PR #1040, opened 2025-06-03
fix: Handle the case where an integration doesn't exist when trying to delete it. (fixes #1036)

### LINKED ISSUE #1036: Deleting a non-existant integration results in a 404 error.
If you delete an integration using config like...

```
  integrations:
    jira:
      delete: true
```

... but the integration was never setup on the project, then you get the following error when processing it...

```
Processing section 'integrations'
Deleting integration: jira
Warning: Error occurred while processing project groupname/projectname, exception:

404: 404 Integration Not Found
```

**GitLabForm version**

`4.2.5`

**GitLab version**

`17.11.2 (self managed, premium tier)`

andrewjw:


TimKnight-DWP (approved):

gitlabform/processors/project/integrations_processor.py
```diff
@@ -18,7 +19,15 @@ def _process_configuration(self, project_and_group: str, configuration: dict):
 
             if configured_integrations[integration].get("delete"):
                 verbose(f"Deleting integration: {integration}")
-                gl_integration.delete()
+                try:
```
amimas, line 22: Looks like we're retrieving a list of all integrations before we attempt to delete the integration. That means we should be able to find out if the integration exists or not, right? So, we shouldn't need to capture exceptions - simply attempt to delete if it exists. This way we can save unnecessary API calls.

In addition, the line (18) where we're retrieving project integrations - wondering if that needs to happen inside the for loop. We should just get the list of integration once.

What do you think?

tests/acceptance/standard/test_integrations.py
```diff
@@ -68,6 +68,39 @@ def test__if_delete_works(self, project):
...
+    def test__if_delete_without_create_works(self, other_project):
+        for integration_name in ["jira", "slack"]:
+            try:
+                other_project.integrations.get(integration_name)
+            except GitlabGetError as e:
+                assert (
+                    e.response_code == 404
+                ), f"Integration {integration_name} should not exist, but got a different error: {e}"
+            else:
+                assert False, f"Integration {integration_name} should not exist."
```
amimas: I believe the `other_project` fixture's scope is class level. There's another fixture named `project_for_function`. If we use that fixture instead, we shouldn't need this extra setup here trying to validate the integrations don't exist before we start the tests - the project will be created fresh for this function without any pre-configured settings.

amimas (changes requested):
Thank you so much for the PR. Have some suggestions from my observation. Appreciate if you could please take a look. Thanks.

amimas:
> As far as I can tell the CI failures are not due to this change. Happy to correct my patch if you can point me in the right direction.

A fix has been merged. Please update your branch to be up-to-date with `main`. Thanks.

gitlabform/processors/project/integrations_processor.py
andrewjw: I'm a bit confused - line 18 is inside the for loop. We get all of the integration names from the config, then create an object representing it on the gitlab API - this is lazy so no API call occurs on line 18. It's only when we delete that we discover it doesn't actually exist.

We don't currently support config diffing, so the config for the integration is updated every run. If we changed line 18 to not be lazy (and therefore discovered it didn't exist at that point), in the more common case of setting the configuration for the integration this would become two calls rather than one.

If there's a bigger change to support config diffing and the common case becomes no update is needed then I agree we should change 18 to be eager, because that will keep the normal flow to be one request.

tests/acceptance/standard/test_integrations.py
andrewjw: I've made this fix.

tests/acceptance/standard/test_integrations.py
```diff
@@ -68,6 +68,29 @@ def test__if_delete_works(self, project):
...
+
+        for integration_name in ["jira", "slack"]:
+            try:
+                project_for_function.integrations.get(integration_name)
+            except GitlabGetError as e:
+                assert (
+                    e.response_code == 404
+                ), f"Integration {integration_name} should not exist, but got a different error: {e}"
+            else:
+                assert False, f"Integration {integration_name} should not exist."
```
amimas: Instead of catching `GitLabGetError` exception, couldn't we assert that 0 integrations exist for the project? Basically something like:

```py
project_integrations = project.integrations.list(get_all=True)
assert len(project_integrations) == 0
```

Please let me know if you think this misses some validation aspect.

gitlabform/processors/project/integrations_processor.py
amimas: Ahh... I missed some details. Thanks for clarifying it for me.

Also, didn't realize that the processor currently doesn't support config diffing. I think config diffing should be supported. That should probably be a separate PR though. That's when this logic can be changed. An example might be something like this:

https://github.com/gitlabform/gitlabform/blob/5d85eda32e8f9427ab460543995c7fe729eb4b69/gitlabform/processors/project/schedules_processor.py#L27-L34

Anyways, let's leave it out of this PR for now. What do you think?

tests/acceptance/standard/test_integrations.py
andrewjw: Good point, I've pushed this change.

amimas (approved):
Looks good.

gitlabform/processors/project/integrations_processor.py
amimas: Looks like my last reply somehow disappeared.

Thanks for clarifying it for me. I didn't look at the code closely. But I agree with you.

We should support config differing. That'll probably involve changing the logic. Schedule processor is a good example to follow. But let's leave that out of this PR. Will you be able to help out with that in a separate PR?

§ **Requirement**:
Retype all of the data word for word.

§ **Exercise answer**:
PR #1040, opened 2025-06-03
fix: Handle the case where an integration doesn't exist when trying to delete it. (fixes #1036)

### LINKED ISSUE #1036: Deleting a non-existant integration results in a 404 error.
If you delete an integration using config like...

```
  integrations:
    jira:
      delete: true
```

... but the integration was never setup on the project, then you get the following error when processing it...

```
Processing section 'integrations'
Deleting integration: jira
Warning: Error occurred while processing project groupname/projectname, exception:

404: 404 Integration Not Found
```

**GitLabForm version**

`4.2.5`

**GitLab version**

`17.11.2 (self managed, premium tier)`

andrewjw:


TimKnight-DWP (approved):

gitlabform/processors/project/integrations_processor.py
```diff
@@ -18,7 +19,15 @@ def _process_configuration(self, project_and_group: str, configuration: dict):
 
             if configured_integrations[integration].get("delete"):
                 verbose(f"Deleting integration: {integration}")
-                gl_integration.delete()
+                try:
```
amimas, line 22: Looks like we're retrieving a list of all integrations before we attempt to delete the integration. That means we should be able to find out if the integration exists or not, right? So, we shouldn't need to capture exceptions - simply attempt to delete if it exists. This way we can save unnecessary API calls.

In addition, the line (18) where we're retrieving project integrations - wondering if that needs to happen inside the for loop. We should just get the list of integration once.

What do you think?

tests/acceptance/standard/test_integrations.py
```diff
@@ -68,6 +68,39 @@ def test__if_delete_works(self, project):
...
+    def test__if_delete_without_create_works(self, other_project):
+        for integration_name in ["jira", "slack"]:
+            try:
+                other_project.integrations.get(integration_name)
+            except GitlabGetError as e:
+                assert (
+                    e.response_code == 404
+                ), f"Integration {integration_name} should not exist, but got a different error: {e}"
+            else:
+                assert False, f"Integration {integration_name} should not exist."
```
amimas: I believe the `other_project` fixture's scope is class level. There's another fixture named `project_for_function`. If we use that fixture instead, we shouldn't need this extra setup here trying to validate the integrations don't exist before we start the tests - the project will be created fresh for this function without any pre-configured settings.

amimas (changes requested):
Thank you so much for the PR. Have some suggestions from my observation. Appreciate if you could please take a look. Thanks.

amimas:
> As far as I can tell the CI failures are not due to this change. Happy to correct my patch if you can point me in the right direction.

A fix has been merged. Please update your branch to be up-to-date with `main`. Thanks.

gitlabform/processors/project/integrations_processor.py
andrewjw: I'm a bit confused - line 18 is inside the for loop. We get all of the integration names from the config, then create an object representing it on the gitlab API - this is lazy so no API call occurs on line 18. It's only when we delete that we discover it doesn't actually exist.

We don't currently support config diffing, so the config for the integration is updated every run. If we changed line 18 to not be lazy (and therefore discovered it didn't exist at that point), in the more common case of setting the configuration for the integration this would become two calls rather than one.

If there's a bigger change to support config diffing and the common case becomes no update is needed then I agree we should change 18 to be eager, because that will keep the normal flow to be one request.

tests/acceptance/standard/test_integrations.py
andrewjw: I've made this fix.

tests/acceptance/standard/test_integrations.py
```diff
@@ -68,6 +68,29 @@ def test__if_delete_works(self, project):
...
+
+        for integration_name in ["jira", "slack"]:
+            try:
+                project_for_function.integrations.get(integration_name)
+            except GitlabGetError as e:
+                assert (
+                    e.response_code == 404
+                ), f"Integration {integration_name} should not exist, but got a different error: {e}"
+            else:
+                assert False, f"Integration {integration_name} should not exist."
```
amimas: Instead of catching `GitLabGetError` exception, couldn't we assert that 0 integrations exist for the project? Basically something like:

```py
project_integrations = project.integrations.list(get_all=True)
assert len(project_integrations) == 0
```

Please let me know if you think this misses some validation aspect.

gitlabform/processors/project/integrations_processor.py
amimas: Ahh... I missed some details. Thanks for clarifying it for me.

Also, didn't realize that the processor currently doesn't support config diffing. I think config diffing should be supported. That should probably be a separate PR though. That's when this logic can be changed. An example might be something like this:

https://github.com/gitlabform/gitlabform/blob/5d85eda32e8f9427ab460543995c7fe729eb4b69/gitlabform/processors/project/schedules_processor.py#L27-L34

Anyways, let's leave it out of this PR for now. What do you think?

tests/acceptance/standard/test_integrations.py
andrewjw: Good point, I've pushed this change.

amimas (approved):
Looks good.

gitlabform/processors/project/integrations_processor.py
amimas: Looks like my last reply somehow disappeared.

Thanks for clarifying it for me. I didn't look at the code closely. But I agree with you.

We should support config differing. That'll probably involve changing the logic. Schedule processor is a good example to follow. But let's leave that out of this PR. Will you be able to help out with that in a separate PR?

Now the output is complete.